I was becoming a new person, but change is not always welcome if it affects how others interact with you. So eventually, many friends stopped calling me to go out and to eat or have drinks, since I would always say no; I missed out on a few family celebrations because I didn’t want to be around any food that I wasn’t allowed to have so I became very isolated.

With this shift in narrative tone, the music also shifted from an energetic song one might hear at the gym, to a more dramatic and serious song; the pictures also became more serious in nature, demonstrating rhetorical awareness in “[synthesizing] modes, genres, ideas, and skills” and practicing “more fluid and flexible” composition (Kitalong and Miner 2017, 40).

Challenges

Many of the rough drafts of the narrations focused solely on telling the story behind the photograph rather than incorporating the analysis of truth versus fiction. I theorize the students leaned in this direction because personal narrative is familiar to them while the concepts of analyzing truth and fiction in photography were new. Much of my feedback consisted of asking questions to encourage students to apply this lens to their personal story and engage with their personal stories as though they were strangers to it. Most students skillfully incorporated this into the final project, though the concept proved challenging to some.

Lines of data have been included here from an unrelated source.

PR #153, opened 2026-06-09
Add Passkey login functionality

derek-keeler:
## What

Add passkey logins for gamatrix. Let's leave passwords in the dust.

- Added end-to-end passkey support so users can sign in with a passkey and manage their passkeys from within Gamatrix.
- Built the supporting backend, storage, and infrastructure needed to safely register, verify, store, and use passkeys in both local and deployed environments.
- Polished the experience with security hardening, clearer UX, stronger documentation, and broader automated test coverage.

## How

- Added passkey registration and sign-in flows to the authentication system, including browser-facing routes, WebAuthn ceremony handling, and account-level passkey management.
 - Introduced persistent storage and challenge tracking for passkeys, plus the required application and infrastructure configuration so the feature works with the app’s existing FastAPI, DynamoDB, and deployment setup.
 - Updated the UI so users can start passkey sign-in from the login page, manage passkeys from preferences, get clearer guidance during setup, and land on a simpler confirmation view after adding a passkey.
 - Strengthened the backend validation to better prevent replayed sign-in attempts, added the missing documentation expected by the repo conventions, and expanded tests to cover the new auth, management, and infrastructure behavior.

## Checklist

- [x] PR checks pass

### DIFF
--- a/.env-sample
+++ b/.env-sample
@@ -22,6 +22,12 @@ EMAIL_FROM=noreply@example.com
 # Base URL used to build password-reset links in emails.
 APP_BASE_URL=http://localhost:8088
 
+# WebAuthn relying-party scope. Production must use the stable canonical HTTPS
+# domain and explicitly list its exact origin.
+WEBAUTHN_RP_ID=localhost
+WEBAUTHN_RP_NAME=Gamatrix
+WEBAUTHN_ORIGINS=["http://localhost:8088"]
+
 # How long (days) before cached IGDB data is considered stale and re-enriched.
 IGDB_STALE_DAYS=30
 
--- a/.github/workflows/ci.yml
+++ b/.github/workflows/ci.yml
@@ -37,7 +37,7 @@ jobs:
     - name: Install dependencies
       # --frozen installs the exact versions in uv.lock and fails if the lock is
       # out of sync with pyproject.toml, so CI matches local and deployed builds.
-      run: uv sync --frozen --extra dev --extra ci
+      run: uv sync --frozen --extra dev --extra ci --extra cdk
 
     - name: Analyze with mypy
       run: uv run mypy
--- a/infrastructure/cdk/README.md
+++ b/infrastructure/cdk/README.md
@@ -31,14 +31,15 @@ npx cdk deploy
 ## What it creates
 
 - DynamoDB tables: `games`, `users`, `user_libraries` (+ `release_key-index` GSI),
-  `enrichment_jobs`, `metadata_overrides`, `config` (PAY_PER_REQUEST, PITR on)
+  `enrichment_jobs`, `metadata_overrides`, `config`, `passkeys`
+  (+ `user_handle-index` GSI), and TTL-enabled `auth_challenges`
+  (PAY_PER_REQUEST, PITR on)
 - S3 upload bucket (1-day lifecycle expiry, CORS for browser POST)
 - SQS enrichment queue
 - Lambdas: web (HTTP API + Mangum), enricher (SQS-triggered), parser (S3-triggered)
 - HTTP API (API Gateway v2) in front of the web Lambda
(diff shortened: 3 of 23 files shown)


eniklas (commented):
## Code review

Reviewed the diff, checked out the branch, and ran the suite locally. Verdict up front: **approve with minor follow-ups** — this is a well-structured, security-conscious WebAuthn implementation with strong test coverage.

**Local verification (branch `passkey`):**
- `pytest` — 92 passed
- `black --check` — clean
- `flake8 src tests` — clean
- `mypy` — no issues in 33 source files

### Strengths

- **Layered replay protection, both atomic.** `consume_auth_challenge` uses a conditional delete and `update_passkey_after_authentication` gates on `sign_count = :expected`; both are explicitly tested (`test_challenge_consumption_is_atomic`, `test_nonzero_counter_update_rejects_stale_concurrent_write`).
- **Idempotent user-handle assignment** via `if_not_exists(webauthn_user_id, :v)` — safe under concurrency.
- **Defense in depth** — registration and deletion re-verify the password; `exclude_credentials` blocks double-registration; resident key + UV required for discoverable passkeys.
- **Fail-loud config** — both the CDK stack and the `Settings` validator reject insecure production setups (non-HTTPS origins / `localhost` RP ID), with tests covering both guards.
- **No key material reaches templates** — asserted in `test_listing_hides_key_material_and_deletion_requires_password`.

### Issues & risks

**1. Canonical-domain middleware — redirect-loop risk behind API Gateway/Lambda (low, was my main concern; mostly mitigated).**
`app.py:_canonical_domain` compares `request.url.hostname` to `urlparse(settings.app_base_url).hostname` and 308-redirects on mismatch. I traced the production wiring: `gamatrix_stack.py` now requires a custom domain and sets *both* `APP_BASE_URL=https://{site_domain}` and `WEBAUTHN_RP_ID={site_domain}`. Under Mangum, `request.url.hostname` comes from the `Host` header, which for a custom domain on an HTTP API equals `site_domain` — so legitimate canonical requests won't loop, and raw `execute-api` hostnames correctly redirect to canonical (the intent). The residual risk is only if API Gateway ever surfaces an unexpected `Host` header. Note this branch is *untested* — the suite sets `LOCAL_DEV=true`, which skips the middleware entirely. Worth a single test that exercises the non-local branch with a mismatched host, and a smoke check on first deploy.

**2. `app_base_url` default vs `.env-sample` mismatch (low).**
`config.py` defaults `app_base_url` to `http://localhost:8080`, while `.env-sample`/`WEBAUTHN_ORIGINS` use `:8088`. This PR makes `app_base_url` load-bearing for redirect behavior, so aligning the two avoids a surprising local foot-gun.

**3. Zero-counter authenticators get no counter-based replay protection (inherent).**
Synced passkeys often report `sign_count == 0` forever, so the `sign_count = :expected` condition is always satisfied. This is an accepted WebAuthn limitation and the single-use challenge is the real anti-replay control here — a one-line comment saying so would help future readers.

### Minor / nits

- `routes.py`: `raise _passkey_error(exc)` drops the original `PasskeyError` cause from the HTTP path; `... from exc` would preserve it. Cosmetic.
- `delete_passkey` returns a bare 404 (no `detail`) for both "no user handle" and "conditional delete failed" — indistinguishable to clients.
- Client logic in `passkeys.js` (encode/decode, conditional mediation) has no behavioral test; the Python route tests only assert key strings are present. Acceptable given the size.

Nice work — the ceremony logic, atomicity, and config guards are sound.

🤖 Reviewed with [Claude Code](https://claude.com/claude-code)

derek-keeler:
Awesome thanks! I'll update the PR tomorrow. (And by "I'll" I mean I'll make one of the bots do it).

eniklas (approved):
Faaaaancy 🚀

As these stories were being shared to the student’s digital writing portfolios on the CUNY Academic Commons, they were limited to using sound effects, music and supplemental images with creative commons licensing. Several envisioned their videos with a soundtrack of their favorite music, but instead spent a significant amount of time sifting through creative commons music to find what closely approximated the mood they were trying to create. Additionally, the stock photographs they used to supplement their personal photography did not always fit with what they were trying to convey.

Adaptions

This assignment can be adjusted to fit nearly any theme or topic, though it lent itself especially well to the visual medium of photography. Merging the personal and academic can bring to life any number of subjects for our students allowing them to engage with material in a way traditional composition simply cannot match on its own.

Assignment Sheet

For your reference, here is the original assignment sheet used for this assignment.

Bibliography

Benmayor, Rina. 2008. “Digital Storytelling as a Signature Pedagogy for the New Humanities.” Arts & Humanities in Higher Education 7 (2): 188–204. https://doi.org/10.1177/1474022208088648

Kitalong, Karla Saari, and Rebecca L. Miner. 2017. “Multimodal Composition Pedagogy Designed to Enhance Author’s Personal Agency: Lessons from Non-academic and Academic Composing Environments.” Computers and Composition 46 (December): 39–55. https://doi.org/10.1016.j.compcom.2017.09.007

Mutnick, Deborah. 1998. “Rethinking the Personal Narrative: Life-Writing and Composition Pedagogy.” In Under Construction, edited by Christine Farris and Chris M. Anson, 79–92. Louisville: University Press of Colorado.

Robillard, Amy. 2003. “It’s Time for Class: Toward a More Complex Pedagogy of Narrative.” College English 66 (1): 74–92. https://www.jstor.org/stable/3594235

About the Author

Julia Brown has her Master’s degree in English with a writing studies emphasis and a minor in medical humanities from the University of Minnesota-Duluth. She is currently teaching writing and literature at Queensborough Community College and City College of New York. She also serves as the Assistant Director of the Center for Excellence in Teaching and Learning at City College where she mentors faculty in digital pedagogy.